Of course, programming a decent Stratego player is going to require quite unique algorithms and tactics. I will try and summarise a few of my theories here in brief, but don’t expect me to give too much away. (Admittedly, my ideas are currently little more developed than what I write here.) My plan is essentially to use something based on the alpha-beta search algorithm for traversing the tree of all possible future moves, almost identically to chess AIs. A transposition table and a few other traditional methods should come in handy, but that’s about where it ends and the statistical nature of the game requires its own approach. Clearly, considering an unknown opponent piece to be anything would allow the tree to branch far too quickly for any useful results, and would in many situations be near-pointless anyway. Very basically, my proposed solution is to use Bayesian probability and inference to calculate the likelihood of certain outcomes and thus assess the risk of different moves and strategies. Maintaining a list of probabilities of each opponent piece being of a certain type (for all nodes within the tree) is therefore a fundamental requirement, though with all liklihood not enough. In addition, it is perhaps equally important to keep track of what the opponent might guess its own pieces to be.  Now, simply choosing the move with the statistically best expected outcome would however produce a very poor player, since a good (human or computer) player does not base their moves purely on probabilitic calculations. For this reason, the program must have some understanding of the concept of bluffing among other things; it is generally not wise to attack an unknown piece with the potential of a large loss despite it being relatively likely that that it will defeat it anyway. In summary, I expect the design of the cost function for the search algorithm will be crucial in that it needs to account for movement behaviour of pieces as well as macro-decisions made by the opponent, apart from the usual point counts and piece positions. I cannot yet tell whether it will be more effective to simulate the human decision-making process when playing Stratego or that of existing AIs for board games (or quite possibly a hybrid of the two).
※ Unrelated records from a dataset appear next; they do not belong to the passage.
PR #2421, opened 2017-05-22
Add lib directory to considered paths, fixes att/rcloud.htmlwidgets#14

useless5771:


gordonwoodhull:
@useless5771, I don't understand why this still doesn't work for me. I apologize for not doing a deep investigation on this.

Given that 1.8 has already sailed, I am thinking that we should probably just put this off for a point release or 1.9.

The current URLs I'm seeing fail look like:

```
https://rcloud-5.research.att.com/shared.R/_htmlwidgets/gordon/parcoords/lib/d3/d3.min.js
https://rcloud-5.research.att.com/shared.R/_htmlwidgets/gordon/parcoords/parcoords.js
```

(There are 9 failing paths for this example.)

useless5771:
Yes this is odd, as the URLs now look correct, so there still must be something wrong in shared.R. Considering that the user-libs never actually worked, the code in shared.R that tries to handle them may not be correct.... I will have another look.

useless5771:
Ok, I was able to reproduce the problem by using the use.gist.user.home option.

Tested with notebook, view and flexdashboard endpoints.

As we discussed, notebooks using user-installed packages have limitations, e.g. they won't work when accessed anonymously or if the user accessing them don't have the dependencies installed in their own library.

gordonwoodhull:
I'm still not able to repro on my dev machine - even with `use.gist.user.home` and the package installed only in my personal libPath

URLs look like

```
http://127.0.0.1:8080/shared.R/_htmlwidgets/parcoords/lib/parallel-coordinates/d3.parcoords.js
```

and they.. work? I realize I could break them by installing https://github.com/att/rcloud.htmlwidgets/pull/17 but now I don't understand the underlying problem.

useless5771:
Hm... since these URLs work for you it looks like parcoords is still not installed in rcloud-managed user home directory - which should be somewhere here:

> {RCLOUD_ROOT}/data/home/{USER_NAME}/library/

Instead, I am guessing that parcoords is installed in local R libs directory located in your system home directory (i.e. /home/{username}/R/{version}/....) and this is why the URLs work (and you can't reproduce the issue).

If that is the case, try removing parcoords package from your local lib directory and installing it from rcloud notebook again (with use.gist.user.home setting turned on). Rcloud should then install parcoords to location like this:

> {RCLOUD_ROOT}/data/home/{USER_NAME}/library/parcoords/

(at least this is how it worked for me)

Yes, https://github.com/att/rcloud.htmlwidgets/pull/17 is required for user-installed packages to work in rcloud. Without it rcloud will keep producing URLs like:

> http://127.0.0.1:8080/shared.R/_htmlwidgets/parcoords/lib/parallel-coordinates/d3.parcoords.js

for resources in such packages, instead of URLs like this:

> http://127.0.0.1:8080/shared.R/_htmlwidgets/gordon/parcoords/lib/parallel-coordinates/d3.parcoords.js

(there is an extra path element holding a user name)

gordonwoodhull:
@s-u implemented `_htmlwidgets` with user/path much simpler way in c528db0d, but I think we may still need to add `lib`.

PR #2422, opened 2017-05-31
added selective import migration

ejen1:


s-u:
Thanks! Adds `--users <file>` option for selective migration and `--cmd <cmd>` for overriding the copy command (which defaults to `cp -pr`).

PR #196, opened 2018-06-25
Allow sched_event to have multi-word events

mjtorn:
Because sched_event is so useful for testing, when you temporarily
set a game state in the room's event script, it should be possible
to test an object's `use inventory_item` events as well.

This commit brings that.


StraToN:
Good bring :) Thanks @mjtorn  !

PR #197, opened 2018-06-25
[RFC] Make player's set_state actually set a state, not just a costume

mjtorn:
This aligns the behavior with NPC behavior without breaking
how simple items can still be altered with `set_state`. The difference
lies in how idle animations are handled and when the costume
change comes into effect.

Therefore a character's costume change must be a combination of
`cut_scene` to allow the costume change animation to finish and then
an explicit `set_state char idle` or whatever you want your character to
do next.

### DIFF
--- a/device/globals/item.gd
+++ b/device/globals/item.gd
@@ -45,12 +45,9 @@ func anim_finished(anim_name):
 		set_scale(get_scale() * anim_scale_override)
 		anim_scale_override = null
 
-	var cur = animation.get_current_animation()
-
-	# `cur` is always "" for a finished animation,
-	# this forces the state to be reset and the animation played again
-	if cur != state:
-		set_state(state, true)
+	# Although states are permanent until changed, the underlying animations are not,
+	# so we must re-set the state for the appearance of permanence
+	set_state(state, true)
 
 func set_active(p_active):
 	active = p_active
@@ -252,9 +249,8 @@ func set_state(p_state, p_force = false):
 
 	# printt("set state ", "global_id: ", global_id, "state: ", state, "p_state: ", p_state, "p_force: ", p_force)
 
-	if has_node("animation"):
-		get_node("animation").stop()
 	state = p_state
+
 	if animation != null:
 		if animation.is_playing() && animation.get_current_animation() == p_state:
 			return
--- a/device/globals/player.gd
+++ b/device/globals/player.gd
@@ -28,6 +28,8 @@ var anim_scale_override = null
 var sprites = []
 export var placeholders = {}
 
+var state
+
 func set_active(p_active):
 	if p_active:
 		show()
@@ -61,7 +63,10 @@ func anim_finished(anim_name):
 		set_scale(get_scale() * anim_scale_override)
 		anim_scale_override = null
 
-	animation.play(animations.idles[last_dir])
+	# Although states are permanent until changed, the underlying animations are not,
+	# so we must re-set the state for the appearance of permanence
+	set_state(state, true)
+
 	pose_scale = animations.idles[last_dir + 1]
 	_update_terrain()
 
@@ -100,7 +105,7 @@ func anim_get_ph_paths(p_anim):
 	return ret
 
 func play_anim(p_anim, p_notify = null, p_reverse = false, p_flip = null):
-	if p_notify != null && (!has_node("animation") || !get_node("animation").has_animation(p_anim)):
+	if p_notify != null and (!animation || !animation.has_animation(p_anim)):
 		vm.finished(p_notify)
 		return
 
@@ -114,7 +119,6 @@ func play_anim(p_anim, p_notify = null, p_reverse = false, p_flip = null):
 			node.replace_by_instance(res)
 			_find_sprites(get_node(npath))
 
-
 	pose_scale = 1
 	_update_terrain()
 	if p_flip != null:
@@ -125,10 +129,9 @@ func play_anim(p_anim, p_notify = null, p_reverse = false, p_flip = null):
 		anim_scale_override = null
 
 	if p_reverse:
-		get_node("animation").play(p_anim, -1, -1, true)
+		animation.play(p_anim, -1, -1, true)
 	else:
-		get_node("animation").play(p_anim)
-		#get_node("animation").seek(0, true)
+		animation.play(p_anim)
 
 	anim_notify = p_notify
 	var dir = _find(p_anim, animations.directions, p_flip.x)
@@ -307,12 +310,17 @@ func teleport(obj):
 	set_position(pos)
 	_update_terrain()
 
-func set_state(costume):
-	var node = get_node(costume)
-	# You can `set_state player default` with no animation by that name, and get "animation"
-	animation = node if node else $"animation"
-	assert(animation is AnimationPlayer)
-	animation.play(animations.idles[last_dir])
+func set_state(p_state, p_force = false):
+	if state == p_state and !p_force:
+		return
+
+	state = p_state
+
+	if animation != null:
+		if animation.is_playing() and animation.get_current_animation() == p_state:
+			return
+		if animation.has_animation(p_state):
+			animation.play(p_state)
 
 func teleport_pos(x, y):
 	set_position(Vector2(x, y))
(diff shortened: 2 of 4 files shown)


mjtorn:
There is no support for changing costumes as such in Godot, like how Spine nodes contain "skins" that can easily be changed in an animation. `cut_scene` is a bit of a funny name for it, as it brings something else to mind than "play this animation in a blocking manner", but c'est la vie.

Would it be possible to replace the sprite sets in an animation called `skin_hat` and `skin_default` and then use the normal `idle_down` and `walk_right` style animations - all in one AnimationPlayer? This would be analogous to changing skins in a Spine node. I don't have the time to test it now :(

If this `set_state` change is unacceptable, I would like to hear what kind of semantic would be acceptable for making the player do things, in an animated loop, like a state.

Over to you, @StraToN, @fleskesvor and others, cheers!

fleskesvor:
With this change, is it the actual state that gets saved to the save game, and not the costume? I don't mind using a different mechanism to change costumes, but then we'd need to save the current custom in a global and the developer must explicitly check for that and run the same cut scene again when loading a save, right?

I don't have any strong feelings about how to solve this either way, but I think we can re-implement this stuff in a better, more declarative way once the AnimationTree/AnimationGraph/Animator node is implemented, so I was hoping to hold off a bit on it.

mjtorn:
You're probably right in your concern here, but I'll double check at some point.

Because you're probably right, what's the best fix? I might be able to duplicate `AnimationPlayer`s in the Python script, but that might not be enough. If `set_state player float` (like Shay-in-space) is a valid state, which gets saved in a savegame, how do we know the costume?

To put it in demo-room terms, you'd need to save both `set_state player hat` and `set_state player float` either way.

Should we just add a variable to player.gd and item.gd called "costume"? The most intuitive way would be to have `set_costume player blue` even if the implementation would be an animation that sets the variable and changes the skin/costume/whatever. This is to avoid figuring out when to save two states or saving a mandatory animation run and a state.

I don't yet know what to propose as a fix, not knowing what vanilla Godot is capable of. Could we have one `AnimationPlayer` for costumes and another for all other animations?

fleskesvor:
> If `set_state player float` (like Shay-in-space) is a valid state, which gets saved in a savegame, how do we know the costume?

We don't know the costume; it's the `AnimationPlayer` that we know.

> To put it in demo-room terms, you'd need to save both `set_state player hat` and `set_state player float` either way.

No, but you need `AnimationPlayer`s for all possible scenarios with the current solution, like `hat_walk` when the character is walking with a hat, `hat_float` when the character is floating with a hat, `default` when the character is walking without a hat, etc.

I agree that it's not great, and it's tedious to configure a bunch of `AnimationPlayer`s, but it does work with saving the state.

mjtorn:
I suppose it's up to me to see if the animation sprites can be changed, because that would be compatible with vanilla-godot and enable us to track `costume` as its own thing, and thus provide a clean interface without multiple `AnimationPlayer`s.

Either that or have a separate `AnimationPlayer` for the animations that change a Spine characters skin (= costume) and another for basic animations. Or duplicate the shit out of everything, but that's - as you say - tedious.

mjtorn:
One thing occurred to me about saving costumes. It doesn't save the outcome of the `cut_scene` call, but because you need to track costume changes in every room (which you can enter in a special costume), you have something like

```
> [got_helmet]
   cut_scene player skin_blue
   set_state player idle
```

in all those rooms anyway. Obviously `got_hekmet` will be stored with the other globals. So that's not a problem.

I haven't looked at changing which set of sprites to use from animation, but I would really hate to have a solution which duplicates animation players, duplicates animations and has different semantics from NPCs. There has to be a better way.

fleskesvor:
> One thing occurred to me about saving costumes. It doesn't save the outcome of the cut_scene call, but because you need to track costume changes in every room (which you can enter in a special costume), you have something like

The way it works now, you would have to use

    > [got_helmet]
       set_state player skin_blue

Since you use state to change which `AnimationPlayer` is being used, not which animation is playing. That is only handled by code. I feel that setting specific animations should mostly be a consequence of commands (like `say` and `walk`) and not directly manipulated from esc scripts. I would welcome an easier way to change costumes without using multiple `AnimationPlayer`s though.

mjtorn:
But that's not a viable solution.

I tried explaining this before, and I'll try again, but there'd need to be two states for your approach.

First you do `set_state player skin_blue` which looks up an `AnimationPlayer` named "skin_blue" and plays its idle animation.

Then you want the player to float in space, `set_state player float`, which looks for an `AnimationPlayer` named "float", which it doesn't find, so it reverts the costume and plays the idle animation.

Is that what you really want to happen?

-----

That's why there has to be a global that tracks the conditions (= state of the game) in which to change costumes and have only one (1) `AnimationPlayer` to set the state like "float" or "jump_up_and_down_screaming".

Alternatively we'd find a solution that uses animations to change the set of frames used by animations like "idle" or "float" to look like a costume-change.

I haven't had time to find such a solution, because it Just Works(tm) as expected with Spine.

fleskesvor:
> Is that what you really want to happen?

No, it's not what I want to happen, but I was saying that's the way it works now. The way the player character moves (walk/float/run or whatever) isn't a separate concept from the way the PC looks (eg. default/dress/fancy_hat, etc.). Both movement and looks have to be a part of the same "costume" or `AnimationPlayer`, which leads to a lot of duplication. I agree that this isn't ideal, so I don't think we disagree about what we want to achieve, but your example code isn't how player states work at the moment, unless that got changed in a recent commit that I didn't test. There's no setting states to idle/speaking/walk. Those states are handled by scripts, and float is just a fancy walk cycle.

mjtorn:
That's the problem, it doesn't work that way in Escoria at the moment, but I implemented it using Spine. I seriously haven't had time to see if the sprites can be changed to match the behavior, which is why this is RFC ;) And I do appreciate your comments!

I can't also help but think about how to cope with NPCs and costumes. It's a valid use case, if you have a game where NPCs can wear disguises, for example.

We should think hard about NPCs and how to make them less distinct from the PC, because items are so overloaded they're hard to reason about.

-----

This seems like something that's hard to fix unless we agree on an implementation and I would have to find the time to do a reference implementation for the demo scene that's more palatable. I just don't know when.

The alternative is to figure out a scheme that uses multiple `AnimationPlayer`s.

It would have to have something like your

```
> [got_helmet]
   set_state player skin_blue
```

but in case the player is set into a completely different state, it would be like

```
> [got_helmet, is_floating]
  set_state player skin_blue_float
```

Though in that case there'd be an `AnimationPlayer` called "skin_blue_float".

How do we reason about that and the `animations` attribute? Obviously the idle animation in that case would have to be a  floating animation, but I couldn't find a way to define that.

Can we move `animations` into the `AnimationPlayer`s?

mjtorn:
I added diagonal walking to our game and noticed some problems, like the fact that if I change the costume with `cut_scene` as in this PR, and then `set_state player idle`, the player always returns to `idle` regardless of the direction he's facing once `anim_finished` kicks in.

This happens also with the rope-pulling sequence. If I `set_state` the character to pull the rope, the same state gets repeated after `anim_finished`, which is the expected behavior. Then calling `set_state player idle` will cause him to idle in the wrong direction.

Not sure if this is the latest version in this PR because of all the hate it's got, but if I try to change the costume using `set_state`, which is a 0.001s or so animation, Godot/Escoria will waste a lot on repeating that animation. And the character won't idle.

I may have to draw a diagram of exactly how complex this thing would get with all the states and `AnimationPlayer`s just to see if something else is more viable, but it would be nice to achieve a resolution here that doesn't blow the characters completely out of proportions with the duplication.

This approach of not setting a state (as an animation that loops until interrupted) for the player is also problematic for cut scenes, as something like the rope-pulling animation suddenly requires that a copy be made with very precise timing to match the NPCs that simply are in a state. That also makes life hard.

mjtorn:
Close this once #219 is merged instead.

mjtorn:
I'm confident enough that #219 or a variant of it will go in and cause less of a political shitstorm, so I'll just close this and delete the branch. Our games are running code from #219 anyway now.

PR #198, opened 2018-06-25
Fix dialog

fleskesvor:
This reverts the change that placed the dialog player into a canvas layer in main.tscn, since unless position was fixed, dialog would be placed outside of the viewport in most cases, because of the difference between the scene size and the actual size of the viewport. There would have to be code in place to calculate position from the ratio between the two, but the previous solution is likely more predictable.


mjtorn:
Please merge this! It made the problems go away.

The rationale of having a single place for the dialog player is valid and legit, but someone has to have the spare time to write that ratio code.

Thanks a lot for the fix :)

PR #200, opened 2018-06-26
Clean up item states, especially useful for NPCs

mjtorn:
In interactive.gd, don't stop a playing animation, but let item.gd
do that. Having a stopped animation can lead to weird side effects,
which I can't explain, but where `state` is set though
`animation.get_current_animation()` returns `""`.

Now there's no need to call `animation.stop()` before setting a state,
so that's cleaner. I also cleaned up some of the `get_node("animation")`
mess because that's already bound to a variable anyway.

### DIFF
--- a/device/globals/interactive.gd
+++ b/device/globals/interactive.gd
@@ -46,8 +46,7 @@ func walk_stop(pos):
 	set_position(pos)
 	walk_path = []
 
-	if animation != null && animation.is_playing():
-		animation.stop()
+	# Walking is not a state, but we must re-set our previous state to reset the animation
 	set_state(state)
 
 	task = null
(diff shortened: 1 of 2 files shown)


mjtorn:
This has some slight overlap with #197 because I touched item there, but I believe this is a clean PR to merge. It seems to have fixed my problems where the NPCs get stuck in strange states, which I still can't explain, but the appearance is that an NPC who should be idle - and according to `printt()` is idle! - has a walking animation.

mjtorn:
This should be fine with anything, because it only interacts with `AnimationPlayer` and doesn't care much more. I think I tested it with the demo scene, but if you want, I can test it later to be sure. Unless you happen to have it handy. I think the spinning autosave is the test case to go with, as not many items are animated currently in the demo.

For what it's worth, room1 in our jam game does use an `item` with `AnimationPlayer` to change a sprite, no Spine involved, and it works. This is by calling `set_state` which plays the animation, hitting the code in `anim_finished` when done.

StraToN:
Ok, if you have it tested and working in both cases then I'm fine with it. Once again, we'll need pretty demo scenes soon to have a better time testing.

PR #202, opened 2018-06-26
Revert "Move `dialog_default` out of demo as a `Container`"

mjtorn:
This reverts commit 28dea4d2ad5662dc2f27565c972965a68a79d1a2.

Because canvas layers didn't happen yet, a Container with the
dialog will be below regular items. My gut, and experimenting
with the ordering in the scene tree, tells me that this is
how it's supposed to work. Either you use Z or a separate
canvas layer.

### DIFF
--- a/device/demo/ui/dialog_default.tscn
+++ b/device/demo/ui/dialog_default.tscn
@@ -4,7 +4,7 @@
 [ext_resource path="res://demo/ui/dialog_theme.tres" type="Theme" id=2]
 
 
-[node name="dialog_instance" type="Container"]
+[node name="dialog_instance" type="Node2D"]
 
 anchor_left = 0.0
 anchor_top = 0.0
@@ -24,7 +24,7 @@ typewriter_text = true
 characters_per_second = 45.0
 fixed_pos = false
 
-[node name="anchor" type="Container" parent="." index="0"]
+[node name="anchor" type="Node2D" parent="." index="0"]
 
 anchor_left = 0.0
 anchor_top = 0.0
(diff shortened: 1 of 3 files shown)


mjtorn:
@fleskesvor do you remember what happened here? I was so sure a PR like this existed at some point... Was it closed in favor of #180 or something?

fleskesvor:
Yeah, I think that's how it's supposed to work. Usually you use a separate canvas layer with Container nodes for a UI, in which case z index isn't a problem. Using Node2Ds also works, but then you have to make sure the z index is higher than other elements in the scene tree.

I think you're thinking of #174, which had a similar change, and which was closed in favor of #180.

mjtorn:
Having dialog in a canvas layer probably makes sense also for the use case where `telon` fades out but you want to have someone `say` something, so that the dialog text is visible. We have that in our game and I was thinking of making a `not_telon` to achieve this, but no idea how to approach the problem.

I do still propose merging this, because it takes care of a problem, until canvas layers replace this. At least leave the PR hanging until a viable solution is implemented. This is because I don't want crap in my fork that doesn't have a PR, as that makes maintainability harder.

StraToN:
Canvas layers definitely have my preference overall.
I am fine with merging this PR if it solves the problem, but using Canvas Layers should definitely be a priority.

fleskesvor:
Ok, I'm creating an issue to revert this and implement a solution with canvas layers so that we don't forget about it.

Thanks for the PR, @mjtorn. :slightly_smiling_face:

So that concludes the first of my posts on the subject. Look out for a follow-up post as I begin serious work on the bot and get some interesting results to show. For the meanwhile there is a rather long list of post ideas to keep me going.

Update

Imer Satz, the creator of Probe (the reigning AI of the Stratego Computer World Championships),  has kindly pointed out that there does in fact exist a host of files (roughly 75,000) of recorded classic Stratego games. The are available for download  from the gravon.de website. Imer has stated that he might be willing to put up an archive of all these games; I will update the post again if there is any success in this respect.